Protein Factory Reveals Its Secrets (Part 2)

As peptide bond formation occurs, the mRNA and tRNAs translocate-that is, they shimmy over one codon length. The P-site tRNA moves to the E site, where it gets ready to leave the ribosome, and the A-site tRNA moves to the P site, opening a space on the A site for a new tRNA. When the ribosome reaches an mRNA codon that signals a stop, the protein chain is released for use by the cell. The protein makes its getaway from the ribosome through a tunnel in the large subunit.
The ribosome doesn't carry out protein translation all by itself. It gets assistance from cofactors like EF-Tu, which delivers tRNA-amino acid complexes to the ribosome; EF-G, which catalyzes translocation; and release factors, which help synthesized proteins to exit the ribosome.

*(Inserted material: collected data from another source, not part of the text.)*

PR #939, opened 2022-03-31
equivalent_width: propagate line_flux uncertainty

kecnry:
Propagates the already assigned uncertainties from `line_flux` through the equations used to compute `equivalent_width`.  We likely need to think about the type of uncertainty being returned though, ~as `line_flux` uses (and seems to return) variance, but centroid was implemented in #938 to use standard deviation~ (edit: see https://github.com/astropy/specutils/pull/939#discussion_r856450839).

This follows the same pattern as elsewhere to assign the uncertainty as an attribute on the returned quantity object, but it should be noted that these will be dropped when manipulating the quantity externally (unit conversion, for example), so may not be an ideal pattern.

### DIFF
--- a/specutils/analysis/flux.py
+++ b/specutils/analysis/flux.py
@@ -193,7 +193,17 @@ def _compute_equivalent_width(spectrum, continuum=1, regions=None,
     dx = np.abs(np.diff(spectrum.spectral_axis.bin_edges))
     ew = np.sum((1 - line_flux / cont_flux) * dx)
 
-    return ew.to(spectrum.spectral_axis.unit)
+    # NOTE: uncertainty gets lost during unit translation, so we have to convert first
+    ew = ew.to(spectrum.spectral_axis.unit)
+    if line_flux.uncertainty is not None:
+        # continuum has no uncertainty, here we assume no uncertainty on the bin edges (dx) as well
+        # we need to add the line_flux uncertainties in quadrature for the sum above (which was
+        # summed over the length of dx)
+        ew.uncertainty = np.sqrt((line_flux.uncertainty.value**2)*len(dx)) * dx.unit
+    else:
+        ew.uncertainty = None
+
+    return ew
 
 
 def is_continuum_below_threshold(spectrum, threshold=0.01):
--- a/specutils/tests/test_analysis.py
+++ b/specutils/tests/test_analysis.py
@@ -101,6 +101,7 @@ def test_equivalent_width():
     result = equivalent_width(spectrum)
 
     assert result.unit.is_equivalent(spectrum.wcs.unit, equivalencies=u.spectral())
+    assert hasattr(result, 'uncertainty')
 
     # Since this is an emission line, we expect the equivalent width value to
     # be negative


specutils/analysis/flux.py
```diff
@@ -193,7 +193,17 @@ def _compute_equivalent_width(spectrum, continuum=1, regions=None,
     dx = np.abs(np.diff(spectrum.spectral_axis.bin_edges))
     ew = np.sum((1 - line_flux / cont_flux) * dx)
 
-    return ew.to(spectrum.spectral_axis.unit)
+    # NOTE: uncertainty gets lost during unit translation, so we have to convert first
```
eteq, line 196: Is there an issue for this?  I didn't realize this, definitely needs to be fixed if we can! (not part of this PR though)

specutils/analysis/flux.py
```diff
@@ -193,7 +193,17 @@ def _compute_equivalent_width(spectrum, continuum=1, regions=None,
...
+    ew = ew.to(spectrum.spectral_axis.unit)
+    if line_flux.uncertainty is not None:
+        # continuum has no uncertainty, here we assume no uncertainty on the bin edges (dx) as well
+        # we need to add the line_flux uncertainties in quadrature for the sum above (which was
+        # summed over the length of dx)
+        ew.uncertainty = np.sqrt((line_flux.uncertainty.value**2)*len(dx)) * dx.unit
```
eteq, line 202: `uncertainty` is not guaranteed to be "stddev" style uncertainties - there's a whole heap of complexity there but for now I would say the thing to do is something like this (which basically follows a similar implementation in `_compute_line_flux` above):
```suggestion
        if isinstance(line_flux.uncertainty, StdDevUncertainty):
            variance_q = line_flux.uncertainty.quantity ** 2
        elif isinstance(line_flux.uncertainty, VarianceUncertainty):
            variance_q = line_flux.uncertainty.quantity
        elif isinstance(line_flux.uncertainty, InverseVariance):
            variance_q = 1/line_flux.uncertainty.quantity
        else:
            warnings.warn(f"Uncertainty type "
                          f"'{line_flux.uncertainty.uncertainty_type}' "
                          f"was not recognized by equivalent_width. Proceeding "
                          f"without uncertainty in result.",
                          AstropyUserWarning)
            variance_q = None
            
        if variance_q is None:
            ew.uncertainty = None
        else:
            ew.uncertainty = np.sqrt(variance_q.value*len(dx)) * dx.unit
            
```

specutils/analysis/flux.py
```diff
@@ -193,7 +193,17 @@ def _compute_equivalent_width(spectrum, continuum=1, regions=None,
     dx = np.abs(np.diff(spectrum.spectral_axis.bin_edges))
     ew = np.sum((1 - line_flux / cont_flux) * dx)
 
-    return ew.to(spectrum.spectral_axis.unit)
+    # NOTE: uncertainty gets lost during unit translation, so we have to convert first
+    ew = ew.to(spectrum.spectral_axis.unit)
+    if line_flux.uncertainty is not None:
+        # continuum has no uncertainty, here we assume no uncertainty on the bin edges (dx) as well
```
eteq, line 199: We should probably *eventually* provide a way to give uncertainty through the continuum. Problem is, I'm not sure what the best way is. I would be OK with any of:
1. Allow the `continuum` keyword to be an `astropy.uncertainty`, although that doesn't really play smoothly yet with nddata uncertainties
2. Add a `continuum_uncertainty` keyword (or `continuum` as a 2-tuple?) that uses the NDData uncertainty objects to encode the continuum uncertainty
3. punt the problem for the future and record it as an issue.

Regardless of which is chosen, though, the docstring should be amended to explicitly say that continuum uncertainty is assumed to be 0.

eteq (changes requested):
Mostly there!  But this needs to address the case of non-std uncertainties (and get a test case or two exercising that).  See my suggestion which I think you can just take as-is to support this.

eteq:
Oh, and I agree that it's a bit of an issue that currently it's just a raw stddev uncertainty. I'll leave a commend in #938 about this but I think that can be easily pasted over here to be done consistently!

specutils/analysis/flux.py
kecnry: I don't think there's an issue filed.  @pllim made the good point that dropping custom attributes added to a quantity might actually be desired behavior as keeping them might suggest they were properly handled during the conversion (for example, if you set a float to `quantity.uncertainty` and then do math on that object, would you expect the float to remain fixed or react somehow to the math?).  But I do think this limitation is a reason that we should expose the uncertainties in a more "officially supported" way.

specutils/analysis/flux.py
kecnry: Currently `line_flux` just attaches a quantity to the uncertainty attribute as well, so I don't think we we should include the check here unless/until we change that behavior across the board.  

It does appear to be in standard deviation, though, despite my original comment... it just uses variance internally for the computation. See [lines 156-158](https://github.com/astropy/specutils/blob/d1cc4c45f6369c62d76d680f27bb72a47df19235/specutils/analysis/flux.py#L156-L158).

eteq: Oh gotcha, probably as part of the follow-on PR that adds uncertainty type it would be good to just check the type is stddev in case that changes in the future or something, but not a high priority now that you've clarified that.

eteq:
@kecnry - while checking the uncertainty on this PR I think I uncovered an error in the EW calculation itself (which of course also affects the uncertainty itself).  I think I trace the problem to here: https://github.com/astropy/specutils/commit/c5aaf73661e0ab603b5377bf9206c11befbec82e  which re-wrote this incorrectly thinking that `line_flux` was the *per-pixel* flux (i.e. "f-lambda" for wavelength), rather than the already-computed line flux. 

I can try to explain this more clearly, but it might be easier to just do it in code.  @kecnry would you prefer I:
1. Make a PR to your branch
2. Push some commits straight to this branch, or
3. Merge this (which I think has correctly propogated errors, but for an incorrect EW formula) as-is, and then make an issue/PR fixing the underlying issue?

kecnry:
Any of the above work for me - I don't really have a preference.  If you don't have permissions to commit directly to my branch, I'll be on the lookout for a PR and merge it in.

eteq:
Alright, I'm going to go ahead with option 3 then since that at least gets something in here.  It's also *possible* that there's some clever cancellation that happens in the math here that I'm missing, in which case option 3 actually does yield the right thing, so here goes nothing!

eteq (approved):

Over the past few decades, researchers have worked toward a much more detailed understanding of the way the ribosome works on an atomic level. Efforts go back at least to the 1960s, when Masayasu Nomura, now professor of biological chemistry at the University of California, Irvine, and coworkers showed that the ribosome could assemble spontaneously from its component RNAs and proteins. In the 1970s and '80s, Harry Noller, director of the Center for Molecular Biology of RNA at UC Santa Cruz, and coworkers used chemical modification studies to identify key ribosomal nucleotides and obtained evidence for the idea that translocation occurs in two discrete yet coupled steps.
Structural studies have spearheaded much of the progress since then in understanding the ribosome. Crystals of a ribosome subunit for crystallographic investigation were first made in 1980 by the late biochemist H. G. Wittmann of Max Planck Institute for Molecular Genetics, Berlin; structural biologist Ada E. Yonath of Weizmann Institute, Rehovot, Israel; and coworkers. Such crystals were initially prone to radiation damage. But in 1986, Yonath's group showed that the analysis of flash-frozen crystals, a technique called cryo-crystallography, can minimize radiation damage to the ribosome. This technique has improved the quality of data from subsequent crystallography of the ribosome and other biomolecules.
In the 1990s, Howard Hughes Medical Institute Investigator Joachim Frank of both the Wadsworth Center, Albany, N.Y., and the State University of New York, Albany, and his coworkers developed single-particle cryo-electron microscopy (cryo-EM) and began using it to study ribosome structure. Single-particle cryo-EM is a technique for imaging sets of individual molecules embedded in a thin layer of ice. Cryo-EM can be used to observe a greater variety of functionally interesting forms of biomolecules than is possible with crystallography. But cryo-EM can't normally attain atomic resolution, whereas X-ray crystallography can, so Frank and his coworkers often use crystallographic data to refine their cryo-EM maps.
By applying this combined approach to ribosomes, "we have been able to visualize a plethora of different processes that weren't seen before," Frank says. For instance, he and his coworkers showed how tRNA, upon entering the ribosome with EF-Tu, acts like a molecular spring by distorting as it contacts mRNA and then straightening as it enters the A site. They also found that when EF-G binds to the ribosome to induce translocation, the small and large subunits make a ratchet motion by rotating about 10 degrees about each other.
In 2000, several teams of researchers captured atomic (approximately 3-Å resolution) or near-atomic crystal structures of ribosome subunits. A Yale University group led by Thomas A. Steitz and Peter B. Moore reported a 2.4-Å structure of the large subunit, which continues to be the highest resolution ribosome structure of any kind. This study helped confirm that the ribosome is a ribozyme by showing that RNA predominates in the active site. The group subsequently obtained additional structures of the large subunit bound to various substrates, among them antibiotics and transition-state analogs.